BILL IN EQUITY, filed in the Superior Court on January 22, 1921, by Margaret E. Curran against her brother John F. Magee and her sister Mary E. Ryan for the reformation of a deed given to the plaintiff by her mother before her death in circumstances described in the opinion. The defendants filed an answer setting up the statute of frauds.

In the Superior Court, the bill was taken pro confesso as to the defendant Mary E. Ryan. The defendant Magee answered, and the suit then was heard by Lummus, J. The judge, without reporting the evidence, made findings of facts, material portions of which are described in the opinion, and by his order a final decree was entered dismissing the bill. The plaintiff appealed.

S. P. Hall, (W. S. Woods with him,) for the plaintiff.

L. H. Coughlin, (R. P. Coughlin with him,) for the defendant Magee.

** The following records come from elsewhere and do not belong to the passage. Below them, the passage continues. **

PR #20442, opened 2026-07-03
[Server] Guard control-plane container index to prevent panic on empty pod spec

### LINKED ISSUE #20441: [Server] GetControlPlaneState panics on a container-less pod spec, crashing the control-plane subscription
### Current Behavior

`GetControlPlaneState` (`server/internal/graphql/model/control_plane_helper.go`) reads control-plane pod specs delivered by meshsync and extracts a version from the first container:

```go
if len(strings.Split(objspec.Containers[0].Image, ":")) > 1 {
    version = strings.Split(objspec.Containers[0].Image, ":")[1]
}
```

`objspec.Containers[0]` is indexed without checking the slice length. If a meshsync object's spec unmarshals to a pod with no containers (`objspec.Containers` empty), this panics with `index out of range [0] with length 0`.

`GetControlPlaneState` is called by `getControlPlanes`, which the control-plane subscription runs from a goroutine in `listenToControlPlaneState` (`server/internal/graphql/resolver/control-plane.go`) on every meshsync update:

```go
go func(ctxID string) {
    for {
        select {
        case <-r.MeshSyncChannelPerK8sContext[ctxID]:
            status, err := r.getControlPlanes(ctx, provider, filter)
            ...
```

That goroutine has no `recover()`, so the panic crashes the whole meshery-server process instead of failing the one subscription.

### Expected Behavior

A pod spec with no containers should be skipped (version stays `unknown`), not panic.

### Steps to Reproduce

1. Subscribe to control-plane state (the ServiceMesh/control-plane view in the UI opens this GraphQL subscription).
2. Have meshsync deliver a control-plane object whose spec unmarshals with an empty `Containers` list.
3. On the next meshsync update the subscription goroutine reaches `objspec.Containers[0]` and the server panics.

### Environment

- Meshery Server: master

### Notes

Fix guards the container length before indexing and moves the tag parsing into a small `imageTag` helper. PR incoming.

mightbeanshuu:
**Notes for Reviewers**

- This PR fixes #20441

`GetControlPlaneState` indexed `objspec.Containers[0]` without a length check while extracting a control-plane version from a meshsync-delivered pod spec. If that spec unmarshals to a pod with no containers, the index panics with `index out of range [0] with length 0`. It runs in the control-plane subscription goroutine (`listenToControlPlaneState`), which has no `recover()`, so the panic crashed the whole server rather than failing the one subscription.

**What changed**

- Guard `len(objspec.Containers) > 0` before indexing `Containers[0]`.
- Move the tag parsing into a small `imageTag` helper (same behavior as the previous `strings.Split(image, ":")[1]`, kept so registry/version semantics are unchanged) and add a unit test for it.

**Testing**

- `go test ./server/internal/graphql/model/`, `go vet`, and `gofmt` all pass.

### DIFF
--- a/server/internal/graphql/model/control_plane_helper.go
+++ b/server/internal/graphql/model/control_plane_helper.go
@@ -55,8 +55,10 @@ func GetControlPlaneState(ctx context.Context, selectors []MeshType, provider mo
 					continue
 				}
 
-				if len(strings.Split(objspec.Containers[0].Image, ":")) > 1 {
-					version = strings.Split(objspec.Containers[0].Image, ":")[1]
+				if len(objspec.Containers) > 0 {
+					if tag := imageTag(objspec.Containers[0].Image); tag != "" {
+						version = tag
+					}
 				}
 
 				members = append(members, &ControlPlaneMember{
@@ -82,4 +84,14 @@ func haveCommonElements(a []string, b map[string]bool) bool {
 		}
 	}
 	return false
+}
+
+// imageTag returns the tag portion of a container image reference
+// (the text after the first ":"), or "" when the reference carries no tag.
+func imageTag(image string) string {
+	parts := strings.Split(image, ":")
+	if len(parts) > 1 {
+		return parts[1]
+	}
+	return ""
 }
--- a/server/internal/graphql/model/control_plane_helper.go
+++ b/server/internal/graphql/model/control_plane_helper.go
@@ -86,12 +86,18 @@ func haveCommonElements(a []string, b map[string]bool) bool {
 	return false
 }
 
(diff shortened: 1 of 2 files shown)


mightbeanshuu:
Good catch on the registry port case. Updated imageTag to take the tag after the last colon that comes after the last slash, and to strip an @digest suffix first, so localhost:5000/istio/proxyv2:1.20.0 resolves to 1.20.0 and localhost:5000/istio/proxyv2 resolves to no tag. Fixed the doc comment to match and added those cases to the test. Ready for another look whenever, thanks!

KatalKavya96 (approved):
@mightbeanshuu LGTM!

BRALEY, J. The mother of the parties, Mary Magee, an aged woman, who owned two adjoining parcels of land with a house on each, conveyed on January 18, 1910, for a valuable consideration, one parcel to her daughter the defendant Mary E. Ryan. And having determined to transfer the remaining lot to the plaintiff "because of the care and some degree of support . . . voluntarily furnished . . . without any contract or expectation of payment," she executed September 1, 1911, a deed of that lot. It is found on evidence not reported that the grantor "felt a moral obligation to compensate the plaintiff, and also" made the conveyance "because of . . . parental love and affection." A further finding follows, that one motive of the grantor was "to dispose of her property before her death, she having no property except said remaining lot."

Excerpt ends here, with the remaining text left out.